2) Add water to the 2L mark
3) boil for 15 minutes.
4) Crash chill in ice to 19 degrees
5) Add Wyeast pack which has been swelling in the brew fridge at 19 degrees for 3+ hours
6) add sterilised stirbar and some loose fitting foil over the top
7) Throw on stirplate at 19degrees on a moderate spin for 24-48 hours. I don't really do this by a certain time period. Sometimes it'll sit on there up to 72 hours. I take it off when I notice there's no more visible activity
8) Throw my flask in the stubby fridge at around 3C. 
9) 12-24 hours later carefully decant liquid off of slurry
10) Back in the brew fridge which is now set at 18 degrees and has my cube in it
11) A few hours later once everything is 18, I pitch my yeast into the bottom of the fermenter and throw my wort on top.
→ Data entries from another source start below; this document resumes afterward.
PR #1205, opened 2022-06-28
OCB: Use OpenSSL EVP instead of deprecated AES

bbarenblat:
Replace calls to `AES_*` APIs, which were deprecated in OpenSSL 3, with calls to `EVP_*` APIs.

Closes: https://github.com/mobile-shell/mosh/issues/1174

### DIFF
--- a/src/crypto/ocb_internal.cc
+++ b/src/crypto/ocb_internal.cc
@@ -85,6 +85,8 @@
 /* ----------------------------------------------------------------------- */
 
 #include "ae.h"
+#include "crypto.h"
+#include "fatal_assert.h"
 #include <stdlib.h>
 #include <string.h>
 #if defined(HAVE_STRINGS_H)
@@ -96,6 +98,8 @@
 #include <sys/types.h>
 #include <sys/endian.h>
 #endif
+
+#include <new>
 
 /* Define standard sized integers                                          */
 #if defined(_MSC_VER) && (_MSC_VER < 1600)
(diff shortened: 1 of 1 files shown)


src/crypto/ocb_internal.cc
```diff
@@ -358,30 +362,82 @@
...
-static void KEY_delete(KEY *key) { delete key; }
+static KEY *KEY_new() {
+	KEY *key = EVP_CIPHER_CTX_new();
+	if (key == NULL) {
+		throw std::bad_alloc();
+	}
+	return key;
+}
+
+static void KEY_delete(KEY *key) { EVP_CIPHER_CTX_free(key); }
```
achernya, line 381: optional: For defense-in-depth, check if key != NULL before calling CTX_free?

src/crypto/ocb_internal.cc
```diff
@@ -358,30 +362,82 @@
...
 
 static void set_encrypt_key(const unsigned char *user_key, int bits, KEY *key) {
-	AES_set_encrypt_key(user_key, bits, key);
+	// This function and the others in this section replicate the behavior of
+	// OpenSSL's deprecated AES_* primitives. Those primitives implemented AES
+	// without any block cipher mode--that is, in ECB mode. Normally, using ECB
+	// mode anywhere would be questionable, but it's safe here because it's
+	// being used to implement a higher-level cryptographic mode (OCB mode),
+	// which is in turn used by Mosh.
```
achernya, line 389: add: "Do not copy and paste this code! You can find an example of how to use an AEAD using OpenSSL's EVP_CIPHER API in ocb_openssl.cc" or similar

src/crypto/ocb_internal.cc
```diff
@@ -358,30 +362,82 @@
...
+	fatal_assert(bits == 128);
+	if (EVP_DecryptInit_ex(key, EVP_aes_128_ecb(), /*impl=*/NULL, user_key, /*iv=*/NULL) != 1 ||
+			EVP_CIPHER_CTX_set_padding(key, false) != 1) {
+		throw Crypto::CryptoException("Could not initialize AES decryption context.");
+	}
 }
 
 static void encrypt(const unsigned char *in, unsigned char *out, KEY *key) {
-	return AES_encrypt(in, out, key);
+	if (EVP_EncryptInit_ex(key, /*type=*/NULL, /*impl=*/NULL, /*key=*/NULL, /*iv=*/NULL) != 1) {
```
achernya, line 408: Add a comment: even though we're in ECB mode, the EVP_CIPHER API requires a call to EncryptInit after every call ot EncryptFinal to reset the context for use in the next block. Since ECB has no IV, and the key is unchanged, this EncryptInit call takes NULL as every parameter.

src/crypto/ocb_internal.cc
```diff
@@ -358,30 +362,82 @@
...
+	if (EVP_EncryptFinal_ex(key, out + total_len, &len) != 1) {
+		throw Crypto::CryptoException("Could not finish AES encryption operation.");
+	}
+	total_len += len;
+	fatal_assert(total_len == BLOCK_SIZE);
 }
 
 static void decrypt(const unsigned char *in, unsigned char *out, KEY *key) {
-	return AES_decrypt(in, out, key);
+	if (EVP_DecryptInit_ex(key, /*type=*/NULL, /*impl=*/NULL, /*key=*/NULL, /*iv=*/NULL) != 1) {
```
achernya, line 426: And add a note that the same comment from encrypt applies here as well.

achernya (changes requested):

src/crypto/ocb_internal.cc
bbarenblat: [`EVP_CIPHER_CTX_free` already handles `NULL`](https://git.openssl.org/?p=openssl.git;a=blob;f=crypto/evp/evp_enc.c;h=6bb893c4d9990bc394af6098cdd387b9c9a3ceec;hb=08f876d0dea184b071a5aded4c55317e5a63c80e#l84), so I think we’re safe here.

src/crypto/ocb_internal.cc
bbarenblat: Done.

src/crypto/ocb_internal.cc
bbarenblat: Done.

src/crypto/ocb_internal.cc
bbarenblat: Done.

achernya (approved):

Issue #1008, opened 2018-09-25
Please provide detached PGP signatures for source tar balls (and binary images)


xtaran:
It's good to see that mosh's release announcements are PGP-signed and include strong-enough hashsums of the source tar balls and macOS binary.

Unfortunately this doesn't allow to verify these files automatically. So please provide detached PGP signatures on the files as release artifact, too.

This would e.g. allow Debian to verify the signatures with their `uscan` upstream tar ball download tool, but also would allow anyone to use e.g. `gpgv` to verify the downloaded source-code without first having to copy and paste the release notes into a file, verify the PGP-signature, and then check the SHA256 hashsum and compare it manually with the one in the release notes.

TIA!

keithw:
Thanks, we can do this starting with the next release (or even the current release I suppose). What is best practice for naming and hosting the signature? Can you point us to somebody else who does this? (E.g. does GNU do it or something?)

xtaran:
Common suffixes seem to be `.asc` for ascii-armoured signatures and IIRC `.sig` for binary signatures.

An example from the GNU project is https://ftp.gnu.org/gnu/screen/ where for every `.tar.gz` file, there's also a `.tar.gz.sig` file.

The relevant GnuPG subcommand is IIRC `gpg --detach-sign`.

PR #1208, opened 2022-07-12
Release CI using Github Actions

achernya:


bbarenblat (approved):

eminence:
This is a pretty minor thing (and might not be worth changing now), but I wouldn't mind seeing the ubuntu and macos stuff as separate jobs.  Of the 12 build steps, only 4 of them are common to both platforms.  As the cost of a small amount of duplication, it might make the whole thing easier to read.

eminence:
Any thoughts about how to do #1008 with github actions?

achernya:
I'm not sure if we can. We'd have to provide github actions with a PGP key to sign the releases. I'll have to do some research to see if we can securely store a PGP key in a way accessible to Github's standard runners. Otherwise we'll have to provide a custom runner, which I am not thrilled about doing, as we'd need to get a VM somewhere.

eminence:
Github's [secret management](https://docs.github.com/en/actions/security-guides/encrypted-secrets) is pretty well regarded, as far as I know.    But maybe we won't want to trust that.

Actually, it is probably easier if we don't do this with CI.  Maybe github CI creates the [pre]release, one of the core maintainers downloads the tarball, signs it, manually uploads the signature, and then clicks the button on the github website to convert the pre-release into a release.

achernya:
That's certainly the easiest way, but then we have to figure out where to store this PGP key :), restoring it to the same problem. Let me look into secret management.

Now the bit I think I could do with some feedback on is I guess step 7-10. It seems not only inefficient to me to go cold -> warm -> cold warm but also something I should probably avoid doing to my yeast. 

Would a better option for step 8 to be to just let the yeast settle out naturally over a couple of days?


----------



## bruce86 (28/2/13)

i baisically do what you do. works fine for me


----------



## Truman42 (28/2/13)

I do this.

1. At 10 mins after start of boil drain off 2 litres of wort and put into my flask and crash chill to around 22C.

2. Add my smacked yeast pack and stir bar and put on the stir plate. (I switch of the stir plate when I go to bed that night.)

3. When Ive finished brewing and drained the wort into my fermenter via the chiller its usually around 25-30C still so I put it in the fermentation fridge set at around 22C.

4. The next morning pour the entire flask of starter into the fermenter whilst straining to catch the stir bar.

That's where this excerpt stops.